Jedoch: Genialität und Wahnsinn liegt eben dicht beieinander. Diese Service-Idee führte irgendwann zu einer weiteren: Bestell-Hotlines, über die gutes Geld verdient wird, bleiben für die Kunden kostenfrei, Anrufe wegen dummer Rückfragen oder sogar frecher Reklamationen dagegen kosten Geld.
Auf diese Weise kann ein Anbieter an den Problemen seiner Kunden auch noch richtig gut zu verdienen. Wenn Kunden also hier und da ratlos im Informations-Regen stehengelassen und Reklamationen nicht wirklich ernsthaft bearbeitet werden und Kunden daher mehrfach die kostenpflichtige Hotline anrufen müssen: umso besser.

An dieser Stelle beginnt es nicht nur mit dem Servicegedanken knifflig zu werden, sondern solch lukrative Ideen haben die Tendenz, in variierter Form auf alles mögliche angewendet zu werden.
Das wiederum begann (übrigens schon vor dem Service-Trend) im Grunde mit den „SB“-Tankstellen. Die Grundidee „Warum lassen wir die Leute eigentlich nicht selber tanken?“ sparte den Tankstellen-Betreibern mitsamt zahlreichem Personal auch die dazugehörigen Kosten.

Verkauft wurde das Ganze als „Service“: Warum lange warten, bis der Tankwart mit dem Putzen der Windschutzscheibe irgendeines Wagens endlich fertig ist? Einfach selbst tanken, das geht schneller.
Noch heute prangen hier und da „SB“-Schriftzüge, die an diese Aktion erinnern und auf Grund der inzwischen „selbstverständlichen“ Selbstbetankung eher amüsant erscheinen. Mehr noch: Nach einem Test in Hamburg hat eine Tankstellenkette den „Tankwart in Bedienung“ vorerst an 1.000 Tankstellen in Deutschland gegen den Aufpreis von 1,- Euro wieder eingeführt, was als kleine Sensation gefeiert wurde.

Geschäftsklima: Die Wüstenausbreitung

Apropos „Selbstbedienung“: Das „Selbermachen“ wird nahezu inflationär als „Service“ deklariert. So gehört der Kunde heute in immer mehr Bereichen fast schon zur Belegschaft. Alles mögliche, das ihm früher als Arbeit abgenommen wurde, darf er heute als großzügigen „Service“ selbst erledigen. Das wiederum begann mit Möbeln, die früher „selbstverständlich“ in Form von Möbeln angeliefert und dort aufgestellt wurden, wo der Käufer sie gern haben wollte. Heute ist das allesamt: „Service“ - von der Lieferung bis zur Endmontage: gegen Aufpreis.

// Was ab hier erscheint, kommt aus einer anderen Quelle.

PR #864, opened 2021-11-17
Fix configuration of a static MSVC build

donny-dont:
Windows uses .lib files for its libraries so setting the suffix to .a prevents find_library from functioning. This value is already set on the platform level so there isn't any reason to override.

Also don't use unix libraries with MSVC.

### DIFF
--- a/CMakeLists.txt
+++ b/CMakeLists.txt
@@ -161,12 +161,12 @@ message(STATUS
 set(CMAKE_EXPORT_COMPILE_COMMANDS ON)
 
 if(JPEGXL_STATIC)
-  set(CMAKE_FIND_LIBRARY_SUFFIXES .a)
   set(BUILD_SHARED_LIBS 0)
   # Clang developers say that in case to use "static" we have to build stdlib
   # ourselves; for real use case we don't care about stdlib, as it is "granted",
   # so just linking all other libraries is fine.
-  if (NOT APPLE)
+  if (NOT MSVC AND NOT APPLE)
+    set(CMAKE_FIND_LIBRARY_SUFFIXES .a)
     set(CMAKE_EXE_LINKER_FLAGS
         "${CMAKE_EXE_LINKER_FLAGS} -static -static-libgcc -static-libstdc++")
   endif()


CMakeLists.txt
```diff
@@ -158,12 +158,11 @@ message(STATUS
 set(CMAKE_EXPORT_COMPILE_COMMANDS ON)
 
 if(JPEGXL_STATIC)
-  set(CMAKE_FIND_LIBRARY_SUFFIXES .a)
   set(BUILD_SHARED_LIBS 0)
   # Clang developers say that in case to use "static" we have to build stdlib
   # ourselves; for real use case we don't care about stdlib, as it is "granted",
   # so just linking all other libraries is fine.
-  if (NOT APPLE)
+  if (UNIX AND NOT APPLE)
```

Der noch relativ neue elektronische „Selbst-Check-in“ an Flughäfen übrigens wird ebenfalls als „Service“ deklariert. Schätzungsweise noch maximal drei Jahre lang. Bis er dann eine „Selbstverständlichkeit“ sein wird, wie in fünf Jahren der „Check-in“ per Augen-Scan, noch bequemer, noch zeitsparender.

Mit hellseherischer Sicherheit wird auch die in Bälde zu erwartende flächendeckende Einführung des „RFID”-Chips für Produkte aller Art dem Kunden als „Service“ verkauft werden:
Nie mehr an der Supermarktkasse Schlange stehen und kostbare Zeit beim Bezahlvorgang mit der Kassiererin vergeuden. Den Einkaufswagen einfach durch die „Bezahlzone“ schieben, wo die Chips ausgelesen werden, der Betrag wird automatisch vom Konto abgebucht. Ein „Service“ dummerweise auf Kosten der -zig Tausend dann leider arbeitslosen Kassiererinnen. Unter anderem.